If the current request is not an initial request, the process may compare any data in the message to data already relayed to the emergency services provider 613. This can help avoid duplicate relay of data to the provider. If the data is new data 615, the process will send the new data to the services provider 617.
For example, without limitation, a primary vehicle may contact three secondary vehicles and need to send three packets of data. All three vehicles may send the first packet, as an SMS in this example, two of the vehicles may remain connected long enough to send the second packet, and one vehicle may send the third packet.
When the first packet is received, for the first time, the packet will indicate the emergency and emergency services may be contacted. When the first packet is received the second and third times, the packet will be ignored, because emergency services have already been contacted. Then, when the second packet is received for the first time, the additional data will be relayed to emergency services. When the second packet is received again, it will be ignored, because the data will have already been sent. Finally, when the third packet is received, the data will be relayed because this data has not yet been sent. In this manner, the process can assist in avoiding sending redundant data to emergency services, while at the same time relaying as much new relevant data as is received.

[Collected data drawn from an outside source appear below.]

PR #884, opened 2021-09-26
Fix error with `.help`

TizzySaurus:
## Relevant Issues

Closes #863 

## Description

Fixed the traceback caused by `process.extract` returning 3 items when `dict()` can only take 2.

Ended up changing the data-structure of the argument sent to `HelpQueryNotFound to `list[str]` since only the keys where ever used anyway.

Also noticed there was some inconsistency within the file in regards to `commands.Command` so fixed that too.

NB: I couldn't figure out how to get the bot running with dpy2.0 so this is currently untested, but *should* work.
EDIT: Have since managed to get it to run, and this does work as intended.

## Did you:

- [x] Join the [**Python Discord Community**](https://discord.gg/python)?
- [x] Read all the comments in this template?
- [x] Ensure there is an issue open, or link relevant discord discussions?
- [x] Read and agree to the [contributing guidelines](https://pythondiscord.com/pages/contributing/contributing-guidelines/)?

PR #1064, opened 2022-06-21
Help command fix, normalize suggestions for unknown commands

RohanJnr:
## Relevant Issues
issue: #863 

Refer to https://github.com/python-discord/sir-lancebot/pull/884

## Fixes
- The help command used to raise an error when provided with an invalid command name (fixed)
- There used to be different command suggestions from the help command and the error handler when an unknown command was provided.
  - This has been fixed by using the same method for finding similar commands.

## Changes
- Providing an invalid subcommand but valid parent command (for example: `!ext listt`, ext is valid but subcommand `listt` is invalid) now sends the help command output for the parent command.

- Using `bot.all_commands` attribute instead of `bot.walk_commands()` generator.
  - `walk_commands()` is not useful in the error_handler because (as it provides us with all subcommands also), when there is an invalid subcommand, the parent command (`commands.Group`) handles this case and sends a help message, hence, never reaching the error_handler.
  - `all_commands` does not give us subcommands (it gives aliases which is pretty useful).

- Using `rapidfuzz` for finding similar commands instead of `difflib` (reasons being speed).

- Error handler now sends multiple command suggestions instead of 1 when user is trying to run an unknown command.

## Yet to decide/to discuss
The help command lists/suggests commands that may not in the user's power to invoke them. Should we filter commands when listing them such that to only show them the commands which they can invoke ?

This is the current output when user invokes help command on a restricted command.

## Did you:

### DIFF
--- a/bot/exts/core/error_handler.py
+++ b/bot/exts/core/error_handler.py
@@ -158,27 +158,32 @@ class CommandErrorHandler(commands.Cog):
 
     async def send_command_suggestion(self, ctx: commands.Context, command_name: str) -> None:
         """Sends user similar commands if any can be found."""
-        if similar_command_data := get_command_suggestions(list(self.bot.all_commands.keys()), command_name, limit=1):
-            similar_command_name = similar_command_data[0]
-            similar_command = self.bot.get_command(similar_command_name)
+        command_suggestions = []
+        if similar_command_names := get_command_suggestions(list(self.bot.all_commands.keys()), command_name):
+            for similar_command_name in similar_command_names:
+                similar_command = self.bot.get_command(similar_command_name)
 
-            if not similar_command:
-                return
-
-            log_msg = "Cancelling attempt to suggest a command due to failed checks."
-            try:
-                if not await similar_command.can_run(ctx):
-                    log.debug(log_msg)
+                if not similar_command:
                     return
-            except commands.errors.CommandError as cmd_error:
-                log.debug(log_msg)
-                await self.on_command_error(ctx, cmd_error)
-                return
+
+                log_msg = "Cancelling attempt to suggest a command due to failed checks."
+                try:
+                    if not await similar_command.can_run(ctx):
+                        log.debug(log_msg)
+                        return
+                except commands.errors.CommandError as cmd_error:
+                    log.debug(log_msg)
+                    await self.on_command_error(ctx, cmd_error)
+                    return
+
+                command_suggestions.append(similar_command_name)
 
             misspelled_content = ctx.message.content
             e = Embed()
             e.set_author(name="Did you mean:", icon_url=QUESTION_MARK_ICON)
-            e.description = misspelled_content.replace(command_name, similar_command_name, 1)
+            e.description = "\n".join(
+                misspelled_content.replace(command_name, cmd, 1) for cmd in command_suggestions
+            )
             await ctx.send(embed=e, delete_after=RedirectOutput.delete_delay)
 
 
--- a/bot/exts/core/error_handler.py
+++ b/bot/exts/core/error_handler.py
@@ -1,4 +1,3 @@
-import difflib
 import logging
 import math
 import random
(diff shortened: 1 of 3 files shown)


bot/exts/core/error_handler.py
```diff
@@ -158,31 +158,32 @@ async def on_command_error(self, ctx: commands.Context, error: commands.CommandE
...
-            log_msg = "Cancelling attempt to suggest a command due to failed checks."
-            try:
-                if not await similar_command.can_run(ctx):
+        command_suggestions = []
+        if similar_command_names := get_command_suggestions(list(self.bot.all_commands.keys()), command_name):
+            for similar_command_name in similar_command_names:
+                similar_command = self.bot.get_command(similar_command_name)
+
+                if not similar_command:
+                    return
```
Bluenix2, line 167: There are other similar command names we can try if we can't find this one, I would suggest changing this to `continue`:
```suggestion
                    continue
```

bot/exts/core/error_handler.py
```diff
@@ -158,31 +158,32 @@ async def on_command_error(self, ctx: commands.Context, error: commands.CommandE
...
+
+                log_msg = "Cancelling attempt to suggest a command due to failed checks."
+                try:
+                    if not await similar_command.can_run(ctx):
+                        log.debug(log_msg)
+                        return
```
Bluenix2, line 173: Same as above, we can assume that there may be other suggestions:
```suggestion
                        continue
```

bot/exts/core/help.py
```diff
@@ -115,6 +119,9 @@ def __init__(
     def _get_query(self, query: str) -> Union[Command, Cog]:
         """Attempts to match the provided query with a valid command or cog."""
         command = self._bot.get_command(query)
+
+        log.info(query)
+        log.info(command)
```
Bluenix2, line 124: Were these just local debugs? They don't make a lot of sense without any explanation. I think it is best if we just remove them?

bot/exts/core/help.py
```diff
@@ -153,12 +160,17 @@ def _handle_not_found(self, query: str) -> None:
 
         Will pass on possible close matches along with the `HelpQueryNotFound` exception.
         """
-        # Combine command and cog names
-        choices = list(self._bot.all_commands) + list(self._bot.cogs)
+        # Check if parent command in valid incase subcommand is invalid.
+        if " " in query:
+            parent, sub_command = query.split()
```
Bluenix2, line 165: Don't we have deeper nested subcommands than once? I think you should pass `maxsplit=1`.

brad90four (approved):
Content wise this looks good to me, have not verified with independent testing yet.

bot/exts/core/help.py
```diff
@@ -41,14 +41,18 @@ class HelpQueryNotFound(ValueError):
...
-    query, where keys are the possible matched command names and values are the likeness match scores.
+    Params:
+    possible_matches: list of similar command names.
+    parent_command: parent command of an invalid subcommand. Only available when an invalid subcommand
+                    has been passed.
     """
 
-    def __init__(self, arg: str, possible_matches: dict = None):
+    def __init__(
+            self, arg: str, possible_matches: list[str] = None, *, parent_command: Command = None
```
GDWR, line 51: Missing `Optional` or `| None` typing.
```suggestion
            self, arg: str, possible_matches: list[str] | None = None, *, parent_command: Command | None = None
```

GDWR (changes requested):
Looks good, just a slight type hint that could catch somebody out.

ichard26:
I'm in the middle of a review (sorry for taking so long!) but I ran out of time to finish it today :/ I'll submit my review tomorrow.

bot/exts/core/help.py
RohanJnr: Good catch, though we need to use `Optional` from the `typing` module since the project is running on 3.9 and not 3.10.

GDWR (commented):
Looks good, I'll leave the final approval to @ichard26 so it doesn't auto-merge. 
(I think that is how this works)

ichard26 (changes requested):
I wasn't able to find time to do a full review with manual testing (and I feel bad about delaying the PR even more), so consider this just a read-through review. On that note, it looks good except for a poorly written comment.

wookie184 (approved):
Had a quick look over, looks good and seems to work nicely, thanks 👍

FIG. 7 shows an illustrative process for vehicle-to-vehicle connection. With respect to the illustrative embodiments described in this figure, it is noted that a general purpose processor may be temporarily enabled as a special purpose processor for the purpose of executing some or all of the exemplary methods shown herein. When executing code providing instructions to perform some or all steps of the method, the processor may be temporarily repurposed as a special purpose processor, until such time as the method is completed. In another example, to the extent appropriate, firmware acting in accordance with a preconfigured processor may cause the processor to act as a special purpose processor provided for the purpose of performing the method or some reasonable variation thereof.
In this example, a standard connection request is being handled. In this example, it is contemplated that a driver can decide whether or not to exchange communication with a vehicle computing system in another vehicle. While emergency service requests, in some examples, may be processed regardless of driver preferences, in the interest of safety, other data exchange requests may be accepted or denied by a driver.
Here, the standard non-emergency connection request is received by the secondary vehicle 701. If such requests are permitted 703, the process will connect to the primary vehicle 705. Otherwise, the process will reject the request 709. If the process has connected to the secondary vehicle, relevant data may be exchanged 707. This data can include, but is not limited to, road condition data, traffic data, weather data, etc. Even social data may be exchanged, for example, a driver could receive a play-list from another vehicle in case the driver wanted a random suggestion for some music to listen to. Any useful or relevant data may be exchanged in this manner.
While exemplary embodiments are described above, it is not intended that these embodiments describe all possible forms of the invention. Rather, the words used in the specification are words of description rather than limitation, and it is understood that various changes may be made without departing from the spirit and scope of the invention. Additionally, the features of various implementing embodiments may be combined to form further embodiments of the invention.